__STORED DATA__:

___

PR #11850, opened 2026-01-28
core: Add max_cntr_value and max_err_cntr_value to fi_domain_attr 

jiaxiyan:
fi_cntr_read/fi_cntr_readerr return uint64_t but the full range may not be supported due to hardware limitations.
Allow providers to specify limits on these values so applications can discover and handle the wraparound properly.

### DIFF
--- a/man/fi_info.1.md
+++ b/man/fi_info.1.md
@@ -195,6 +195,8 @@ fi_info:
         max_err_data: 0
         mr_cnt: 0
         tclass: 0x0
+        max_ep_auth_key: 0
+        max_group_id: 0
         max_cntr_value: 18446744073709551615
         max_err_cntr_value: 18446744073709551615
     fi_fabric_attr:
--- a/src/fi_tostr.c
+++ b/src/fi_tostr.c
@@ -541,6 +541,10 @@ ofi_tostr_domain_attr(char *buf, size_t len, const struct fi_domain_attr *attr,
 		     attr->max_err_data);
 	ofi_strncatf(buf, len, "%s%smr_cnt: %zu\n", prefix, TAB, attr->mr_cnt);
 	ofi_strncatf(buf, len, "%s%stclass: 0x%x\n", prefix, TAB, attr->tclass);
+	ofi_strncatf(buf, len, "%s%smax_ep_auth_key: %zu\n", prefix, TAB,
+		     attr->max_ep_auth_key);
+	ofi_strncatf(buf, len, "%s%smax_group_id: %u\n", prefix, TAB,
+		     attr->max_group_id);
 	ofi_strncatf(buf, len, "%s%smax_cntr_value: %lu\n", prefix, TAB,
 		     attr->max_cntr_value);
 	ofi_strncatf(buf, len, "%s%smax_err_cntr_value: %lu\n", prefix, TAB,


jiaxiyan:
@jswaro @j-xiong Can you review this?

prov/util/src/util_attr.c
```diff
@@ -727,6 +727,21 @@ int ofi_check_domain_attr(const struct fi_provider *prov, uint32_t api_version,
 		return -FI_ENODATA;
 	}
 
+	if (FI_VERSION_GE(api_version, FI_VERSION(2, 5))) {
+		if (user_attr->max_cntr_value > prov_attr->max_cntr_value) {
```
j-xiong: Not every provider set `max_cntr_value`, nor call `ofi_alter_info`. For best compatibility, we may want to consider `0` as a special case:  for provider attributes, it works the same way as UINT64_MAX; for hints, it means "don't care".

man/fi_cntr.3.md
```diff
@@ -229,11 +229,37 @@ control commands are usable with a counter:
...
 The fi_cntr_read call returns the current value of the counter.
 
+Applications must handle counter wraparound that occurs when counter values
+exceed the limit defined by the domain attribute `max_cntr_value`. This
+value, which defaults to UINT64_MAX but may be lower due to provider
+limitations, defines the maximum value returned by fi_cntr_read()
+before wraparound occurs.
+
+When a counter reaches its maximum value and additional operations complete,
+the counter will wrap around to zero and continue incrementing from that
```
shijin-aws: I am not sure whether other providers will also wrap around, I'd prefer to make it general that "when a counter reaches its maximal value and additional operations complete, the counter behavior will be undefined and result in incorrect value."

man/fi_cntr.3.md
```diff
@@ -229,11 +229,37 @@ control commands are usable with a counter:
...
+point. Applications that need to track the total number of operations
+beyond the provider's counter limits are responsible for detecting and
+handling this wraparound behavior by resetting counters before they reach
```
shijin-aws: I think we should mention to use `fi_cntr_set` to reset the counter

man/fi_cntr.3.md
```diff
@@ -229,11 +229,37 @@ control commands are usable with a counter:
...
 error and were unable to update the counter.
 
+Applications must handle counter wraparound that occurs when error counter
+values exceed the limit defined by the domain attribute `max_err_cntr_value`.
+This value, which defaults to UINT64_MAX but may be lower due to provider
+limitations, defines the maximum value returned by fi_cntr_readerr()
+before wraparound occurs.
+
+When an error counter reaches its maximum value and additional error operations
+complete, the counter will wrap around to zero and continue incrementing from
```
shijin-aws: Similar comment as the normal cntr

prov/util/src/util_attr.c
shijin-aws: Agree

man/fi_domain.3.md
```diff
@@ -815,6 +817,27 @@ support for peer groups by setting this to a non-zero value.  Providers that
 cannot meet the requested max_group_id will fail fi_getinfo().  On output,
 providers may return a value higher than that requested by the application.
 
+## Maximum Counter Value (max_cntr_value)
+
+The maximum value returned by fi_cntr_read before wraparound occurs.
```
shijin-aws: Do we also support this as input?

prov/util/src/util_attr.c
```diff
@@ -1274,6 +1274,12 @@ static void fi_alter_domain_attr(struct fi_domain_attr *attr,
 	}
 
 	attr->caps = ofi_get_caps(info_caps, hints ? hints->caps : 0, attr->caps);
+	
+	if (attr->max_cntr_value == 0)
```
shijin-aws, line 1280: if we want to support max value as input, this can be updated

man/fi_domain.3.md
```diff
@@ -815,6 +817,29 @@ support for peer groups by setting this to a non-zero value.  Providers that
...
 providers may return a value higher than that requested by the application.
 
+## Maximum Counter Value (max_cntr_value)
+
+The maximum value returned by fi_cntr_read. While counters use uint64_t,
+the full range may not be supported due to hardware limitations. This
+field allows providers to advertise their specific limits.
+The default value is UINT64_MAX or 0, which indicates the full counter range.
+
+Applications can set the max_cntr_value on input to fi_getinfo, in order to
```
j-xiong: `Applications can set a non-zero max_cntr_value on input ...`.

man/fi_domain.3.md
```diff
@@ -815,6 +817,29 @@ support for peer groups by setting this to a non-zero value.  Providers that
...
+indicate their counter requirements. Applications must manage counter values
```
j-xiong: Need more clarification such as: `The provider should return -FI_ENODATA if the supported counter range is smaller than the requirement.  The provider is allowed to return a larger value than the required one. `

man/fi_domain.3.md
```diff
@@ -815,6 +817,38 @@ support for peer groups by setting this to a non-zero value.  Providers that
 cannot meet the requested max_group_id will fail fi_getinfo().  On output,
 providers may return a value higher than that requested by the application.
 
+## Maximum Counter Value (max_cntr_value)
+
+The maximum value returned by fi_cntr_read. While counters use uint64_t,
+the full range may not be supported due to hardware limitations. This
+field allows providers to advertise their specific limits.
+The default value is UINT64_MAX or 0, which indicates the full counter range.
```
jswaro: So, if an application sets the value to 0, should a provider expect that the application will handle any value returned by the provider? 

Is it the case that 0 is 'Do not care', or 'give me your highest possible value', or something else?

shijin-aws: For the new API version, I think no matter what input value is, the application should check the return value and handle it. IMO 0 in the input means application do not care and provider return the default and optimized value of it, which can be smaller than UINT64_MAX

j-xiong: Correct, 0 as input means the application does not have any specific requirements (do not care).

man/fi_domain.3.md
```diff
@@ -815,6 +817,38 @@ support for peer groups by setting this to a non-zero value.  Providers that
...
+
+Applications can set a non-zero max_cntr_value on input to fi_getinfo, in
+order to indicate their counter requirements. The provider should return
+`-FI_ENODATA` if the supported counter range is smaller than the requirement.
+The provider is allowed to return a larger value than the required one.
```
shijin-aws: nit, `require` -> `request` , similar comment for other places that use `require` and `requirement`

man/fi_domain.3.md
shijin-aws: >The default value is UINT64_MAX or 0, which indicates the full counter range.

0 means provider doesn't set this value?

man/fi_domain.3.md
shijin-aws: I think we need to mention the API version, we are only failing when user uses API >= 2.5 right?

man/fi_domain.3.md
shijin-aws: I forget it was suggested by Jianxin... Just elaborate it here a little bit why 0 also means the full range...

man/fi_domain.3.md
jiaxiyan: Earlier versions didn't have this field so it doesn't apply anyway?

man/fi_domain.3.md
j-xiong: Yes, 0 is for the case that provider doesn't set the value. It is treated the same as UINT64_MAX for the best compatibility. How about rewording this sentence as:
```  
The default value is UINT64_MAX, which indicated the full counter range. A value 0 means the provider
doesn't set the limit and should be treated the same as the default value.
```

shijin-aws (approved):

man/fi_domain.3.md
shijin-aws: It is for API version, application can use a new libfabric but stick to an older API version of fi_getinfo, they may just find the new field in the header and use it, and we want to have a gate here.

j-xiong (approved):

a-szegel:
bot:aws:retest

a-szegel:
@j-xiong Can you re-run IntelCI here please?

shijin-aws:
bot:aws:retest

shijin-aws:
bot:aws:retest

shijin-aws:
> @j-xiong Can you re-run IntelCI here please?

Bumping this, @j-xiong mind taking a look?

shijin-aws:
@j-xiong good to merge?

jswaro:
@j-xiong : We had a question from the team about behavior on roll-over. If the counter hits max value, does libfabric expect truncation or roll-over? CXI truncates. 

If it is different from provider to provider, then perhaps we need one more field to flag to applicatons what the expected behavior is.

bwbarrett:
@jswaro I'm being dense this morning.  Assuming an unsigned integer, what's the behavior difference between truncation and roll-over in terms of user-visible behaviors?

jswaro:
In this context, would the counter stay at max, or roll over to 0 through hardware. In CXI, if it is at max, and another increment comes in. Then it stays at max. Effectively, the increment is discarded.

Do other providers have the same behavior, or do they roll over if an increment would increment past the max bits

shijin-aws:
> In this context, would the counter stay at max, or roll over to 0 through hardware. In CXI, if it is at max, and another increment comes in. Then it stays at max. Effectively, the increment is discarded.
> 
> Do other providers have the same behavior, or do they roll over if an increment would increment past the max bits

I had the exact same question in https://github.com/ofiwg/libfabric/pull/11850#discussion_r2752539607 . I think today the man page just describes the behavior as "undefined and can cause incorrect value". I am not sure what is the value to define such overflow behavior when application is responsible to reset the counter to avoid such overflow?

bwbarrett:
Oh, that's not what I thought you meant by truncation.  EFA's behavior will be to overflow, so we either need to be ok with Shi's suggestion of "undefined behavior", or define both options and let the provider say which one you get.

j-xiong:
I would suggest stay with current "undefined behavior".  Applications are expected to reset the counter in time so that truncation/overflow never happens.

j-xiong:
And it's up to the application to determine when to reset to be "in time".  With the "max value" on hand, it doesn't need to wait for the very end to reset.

___

__WORK TO BE COMPLETED__: Write out again, unchanged, every line from the line containing "I would suggest" to the final line of the material above.

__RESULT BELOW__:
I would suggest stay with current "undefined behavior".  Applications are expected to reset the counter in time so that truncation/overflow never happens.

j-xiong:
And it's up to the application to determine when to reset to be "in time".  With the "max value" on hand, it doesn't need to wait for the very end to reset.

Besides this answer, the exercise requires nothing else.